Quite why, I’m unsure. Usually it’s linked to scandals in politics, like the expenses scandal, as though that was caused by our politicians being paid full-stop, rather than an arrogance borne of insufficient scrutiny. We have scandals in all sorts of areas of life, but nobody is saying that the lesson of Hillsborough is that we should be relying on amateur vigilante groups rather than a professional police force.

“Professional politicians” as a slur is on a level with the “unelected judges” line which the right-wing press is so keen to come out with when the courts come out with decisions they don’t like. It’s worse than meaningless, it’s wrong. Parts of the world have elected judges, and I promise you it’s not an alternative you would enjoy.

Similarly with politics, we had amateur politicians. In the 19th century politics was the reserve of the independently wealthy. Salaries for MPs were introduced so that the House of Commons wouldn’t be a clique of the wealthy elites. There is an argument — a good argument — that we’ve already headed too far back down that road, and the prohibitive cost of standing for election is stopping many from getting involved.

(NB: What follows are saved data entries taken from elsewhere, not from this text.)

PR #108, opened 2024-07-21
Hide menu when select not visible

tgsoverly:
Fix the display bug I saw in the demo


jpjsonic:
I installed this version and re-ran the linear dashboard and still saw the same issue happening. Maybe I did the install wrong? - `pip install git+https://github.com/visivo-io/visivo.git@tim-hide-menu-when-select`

tgsoverly:
It won't be in the package until release. That is when we build the JavaScript.

PR #111, opened 2024-07-31
Append selection for item.selector

tgsoverly:
This causes all `item.selectors` to always push there state into the URL.  This causes those more global selectors to cause interaction upon load.


viewer/src/components/items/CohortSelect.test.js
```diff
@@ -63,6 +65,26 @@ test('renders single select', async () => {
   expect(visible).toEqual(true);
 });
 
+test('renders with push to history', async () => {
+  let history = createBrowserHistory();
```
jpjsonic, line 69: Nice this is cool. So this will enable people to use the browser back button?

jpjsonic (approved):
🚀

So enough of this. Candidates, stop disclaiming the tag “professional politician”. If you’re standing in an election for anything above parish/town council level, you either are a professional politician or are aspiring to be one. That doesn’t make you an arrogant, complacent sod per se.

And voters, understand what you’re asking for if you say you don’t want “professional politicians”. By all means, vote for the candidates who you think will be most responsive to your needs, to your concerns, who promotes the policies you believe in. But bearing in mind that professional means “paid for the tasks they perform, if you call for your politicians to be unpaid you’re going to end up represented by only the independently wealthy or those who can source income from other places — rich and powerful vested interests.

Besides, the other definition of professional is “carried out to a high standard of quality. So as well as being open to corruption and potentially divorced from the workings of the real world, your “unprofessional” politicians would be also be bad politicians.

So it turns out that good, professional politicians are exactly what you want.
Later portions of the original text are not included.